Sri Lanka’s economy sank into one of the deepest recessions since the country’s independence in 1948. With around $35 billion in foreign debt, Sri Lanka is the first government in the Asia-Pacific region to default on its international obligations since Pakistan in 1999. 

According to government statistics Sri Lanka owes at least $5 billion to China. India has also lent $3.8 billion, Japan is owed at least $3.5 billion, and another $1 billion is due to other rich countries.

The country is seeking an International Monetary Fund (IMF) bailout. On September 1, the IMF struck a deal to provide $2.9 billion over four years to help salvage the country but reiterated that much will depend on the cooperation of the country’s existing creditors including China.

Reuters reported, on Tuesday, September 13, Investment bank Lazard started working with India, China, and Japan on Sri Lanka’s debt restructuring.  

Government sources said the bank would formally meet with private creditors, who hold about $12 billion in bonds, this weekend.

According to Samantha Power, USAID administrator, Sri Lanka seeks to emerge from its economic crisis. The U.S., as a creditor and as a member of the Paris Club, stands ready to participate in restructuring Sri Lanka’s debt. Power urged China to assist Sri Lanka, “It is imperative that all Sri Lankan creditors, most notably the People’s Republic of China, cooperate in this process openly and on comfortable terms with each other.”
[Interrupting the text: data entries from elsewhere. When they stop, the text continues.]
PR #587, opened 2022-01-07
Add logic to GET artifacts via old or new UUID

lkatalin:
#### Summary
This PR has 5 commits:
1. Moves `ranges.go` and its testing into the sharding package because it is related to sharding and I was getting import cycle errors otherwise.
2. Updates the name FullID to EntryID
3. Adds unit tests and a few more helper functions to sharding package
4. Adds logic to handle both new and old UUIDs during a GET request
5. Adds an e2e test to make sure a GET request with a longer EntryID is still handled properly

- [x] TODO: I think this would benefit from an integration test before being merged, but I'm still looking into how to add that. I assume it should have its own function is `tests/e2e_test.go`?

#### Ticket Link
Related to #487 
(needs another PR before that can be closed)

### DIFF
--- a/cmd/rekor-cli/app/get.go
+++ b/cmd/rekor-cli/app/get.go
@@ -34,6 +34,7 @@ import (
 	"github.com/sigstore/rekor/pkg/generated/client/entries"
 	"github.com/sigstore/rekor/pkg/generated/models"
 	"github.com/sigstore/rekor/pkg/log"
+	"github.com/sigstore/rekor/pkg/sharding"
 	"github.com/sigstore/rekor/pkg/types"
 )
 
@@ -84,6 +85,11 @@ var getCmd = &cobra.Command{
 		}
 
 		logIndex := viper.GetString("log-index")
+		uuid := viper.GetString("uuid")
+		if logIndex == "" && uuid == "" {
+			return nil, errors.New("either --uuid or --log-index must be specified")
+		}
+
 		if logIndex != "" {
 			params := entries.NewGetLogEntryByIndexParams()
 			params.SetTimeout(viper.GetDuration("timeout"))
@@ -106,11 +112,14 @@ var getCmd = &cobra.Command{
 			}
 		}
 
-		uuid := viper.GetString("uuid")
 		if uuid != "" {
 			params := entries.NewGetLogEntryByUUIDParams()
 			params.SetTimeout(viper.GetDuration("timeout"))
-			params.EntryUUID = uuid
+
+			params.EntryUUID, err = sharding.GetUUIDFromIDString(uuid)
+			if err != nil {
+				return nil, fmt.Errorf("unable to parse uuid: %w", err)
+			}
 
 			resp, err := rekorClient.Entries.GetLogEntryByUUID(params)
 			if err != nil {
@@ -118,7 +127,7 @@ var getCmd = &cobra.Command{
 			}
 
 			for k, entry := range resp.Payload {
-				if k != uuid {
+				if k != params.EntryUUID {
 					continue
 				}
 
@@ -130,7 +139,7 @@ var getCmd = &cobra.Command{
 			}
 		}
 
-		return nil, errors.New("either --uuid or --log-index must be specified")
+		return nil, errors.New("entry not found")
 	}),
 }
 
--- a/pkg/api/entries.go
+++ b/pkg/api/entries.go
@@ -39,6 +39,7 @@ import (
 	"github.com/sigstore/rekor/pkg/generated/models"
 	"github.com/sigstore/rekor/pkg/generated/restapi/operations/entries"
 	"github.com/sigstore/rekor/pkg/log"
+	"github.com/sigstore/rekor/pkg/sharding"
 	"github.com/sigstore/rekor/pkg/types"
 	"github.com/sigstore/sigstore/pkg/signature"
 	"github.com/sigstore/sigstore/pkg/signature/options"
@@ -266,7 +267,12 @@ func getEntryURL(locationURL url.URL, uuid string) strfmt.URI {
 // GetLogEntryByUUIDHandler gets log entry and inclusion proof for specified UUID aka merkle leaf hash
 func GetLogEntryByUUIDHandler(params entries.GetLogEntryByUUIDParams) middleware.Responder {
 	ctx := params.HTTPRequest.Context()
-	hashValue, _ := hex.DecodeString(params.EntryUUID)
+
+	entryUUID, err := sharding.GetUUIDFromIDString(params.EntryUUID)
+	if err != nil {
+		return handleRekorAPIError(params, http.StatusBadRequest, err, "")
+	}
+	hashValue, _ := hex.DecodeString(entryUUID)
 	tc := NewTrillianClient(params.HTTPRequest.Context())
 
 	resp := tc.getLeafAndProofByHash(hashValue)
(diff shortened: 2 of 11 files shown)


pkg/sharding/sharding.go
```diff
@@ -87,3 +85,8 @@ func PrependActiveTreeID(uuid string) (FullID, error) {
 	active := dummy.ActiveIndex()
 	return CreateFullID(strconv.FormatUint(active, 10), uuid)
 }
+
+// Returns UUID (with no prepended TreeID) from a UUID or FullID string
+func GetUUIDFromIDString(id string) string {
+	return id[len(id)-UUIDHexStringLen:]
```
bobcallaway: what happens here if someone passes in a string that isn't a valid ID? you could end up panicking if the lengths are wrong. I think we need some sort of a defensive check here (with potentially an error return value as well)

lkatalin: You are right @bobcallaway , sorry I missed it.

lkatalin:
I'm still going to try to add an e2e test in here.

cmd/rekor-cli/app/get.go
```diff
@@ -110,15 +111,20 @@ var getCmd = &cobra.Command{
 		if uuid != "" {
 			params := entries.NewGetLogEntryByUUIDParams()
 			params.SetTimeout(viper.GetDuration("timeout"))
-			params.EntryUUID = uuid
+
+			entryUUID, err := sharding.GetUUIDFromIDString(uuid)
+			if err != nil {
+				return nil, fmt.Errorf("unable to parse uuid: %w", err)
+			}
+			params.EntryUUID = entryUUID
```
bobcallaway:
```suggestion
			params.EntryUUID, err = sharding.GetUUIDFromIDString(uuid)
			if err != nil {
				return nil, fmt.Errorf("unable to parse UUID: %w", err)
			}
```

cmd/rekor-cli/app/get.go
```diff
@@ -110,15 +111,20 @@ var getCmd = &cobra.Command{
...
 
 			resp, err := rekorClient.Entries.GetLogEntryByUUID(params)
 			if err != nil {
 				return nil, err
 			}
 
 			for k, entry := range resp.Payload {
-				if k != uuid {
+				if k != entryUUID {
```
bobcallaway:
```suggestion
				if k != params.entryUUID {
```

pkg/sharding/sharding.go
```diff
@@ -19,71 +19,81 @@ import (
...
-	return CreateFullID(strconv.FormatUint(active, 10), uuid)
+	return CreateEntryID(strconv.FormatUint(active, 10), uuid)
+}
+
+func (e EntryID) ReturnEntryIDString() string {
+	return e.TreeID + e.UUID
+}
+
+// Returns UUID (with no prepended TreeID) from a UUID or EntryID string
+func GetUUIDFromIDString(id string) (string, error) {
```
bobcallaway: Is there a way to move `validateID` logic from CLI into this package and just re-use it here? As written this doesn't check that `id` is a valid hex string. Its a tad paranoid given that the API layer will check the input values, but since its a exported function I think it would be good to be consistent.

pkg/sharding/sharding.go
```diff
@@ -19,71 +19,81 @@ import (
...
 }
 
-type FullID struct {
+type EntryID struct {
 	TreeID string
 	UUID   string
 }
 
-func CreateFullID(treeid string, uuid string) (FullID, error) {
+func CreateEntryID(treeid string, uuid string) (EntryID, error) {
```
bobcallaway: can you please add unit tests for this package?

pkg/sharding/sharding.go
lkatalin: Yeah, this is a good idea. I'm just not sure yet how to do it without tearing out the entire `pflags.go` logic and moving it into sharding. `validateID` relies on `validateString`, which uses the `validationFunc`, `baseValue`, etc. and I can't import those into `sharding` because `rekor-cli` has `sharding` as a dependency. Writing a duplicate version of `validateString` in `sharding` also seems suboptimal. Possibly would make sense to move `pflags.go` into a package accessible to both `sharding` and `rekor-cli`? What do you think?

pkg/sharding/sharding.go
lkatalin: Definitely!

pkg/sharding/sharding.go
lkatalin: I guess this function could also just move into `pflags`.

lkatalin: I think in order to do this, `pflags.go` and related files would have to move "up" and out of `rekor-cli` into a new `pkg/validation` or `cmd/validation` because that way `GetUUIDFromIDString` could be used in both `cmd/rekor-cli/app/get.go` and `pkg/api/entries.go` without import cycles. Still experimenting with this.

pkg/sharding/sharding.go
lkatalin: Done: the unit tests have their own commit.

pkg/sharding/sharding.go
lkatalin: I ended up using `hex.DecodeString` instead of moving the `pflags` logic around.

pkg/api/entries.go
```diff
@@ -266,7 +267,12 @@ func getEntryURL(locationURL url.URL, uuid string) strfmt.URI {
 // GetLogEntryByUUIDHandler gets log entry and inclusion proof for specified UUID aka merkle leaf hash
 func GetLogEntryByUUIDHandler(params entries.GetLogEntryByUUIDParams) middleware.Responder {
 	ctx := params.HTTPRequest.Context()
-	hashValue, _ := hex.DecodeString(params.EntryUUID)
+
+	entryUUID, err := sharding.GetUUIDFromIDString(params.EntryUUID)
+	if err != nil {
+		return handleRekorAPIError(params, http.StatusInternalServerError, err, "")
```
bobcallaway: If the UUID isn't valid, this should return an `http.StatusBadRequestError` since the problem is invalid input from the client.

pkg/sharding/sharding.go
```diff
@@ -19,71 +19,109 @@ import (
...
+
+// Returns UUID (with no prepended TreeID) from a UUID or EntryID string
+func GetUUIDFromIDString(id string) (string, error) {
+	if len(id) != UUIDHexStringLen && len(id) != EntryIDHexStringLen {
+		return "", fmt.Errorf("invalid ID len %v for %v", len(id), id)
+	}
+
+	if _, err := hex.DecodeString(id); err != nil {
+		err := fmt.Errorf("id %v is not a valid hex string: %v", id, err)
+		return "", err
```
bobcallaway:
```suggestion
		return "", fmt.Errorf("id %v is not a valid hex string: %v", id, err)
```

bobcallaway (commented):
2 minor nits. otherwise thanks for addressing all of the other comments and i think this should be good to merge once these two are fixed.

pkg/api/entries.go
lkatalin: Makes sense!

lkatalin:
> 2 minor nits. otherwise thanks for addressing all of the other comments and i think this should be good to merge once these two are fixed.

@bobcallaway Thanks for catching these!

bobcallaway (approved):
i'd like @dlorenc to take one final look but LGTM

dlorenc (approved):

The Chinese regime plays an increasing role as a global creditor, offering significant loans to developing countries, which often involve higher financing costs and “debt-trap diplomacy.” 
According to The Washington Post, China’s domestic politics may limit its freedom to maneuver. Chinese economic decision-makers disagree over whether they should participate in multilateral financial institutions and debt restructuring, and whether they should take losses on outstanding loans. China’s central bank and finance ministries have mainly supported debt relief efforts, but the policy banks want to avoid writing down debts and taking losses.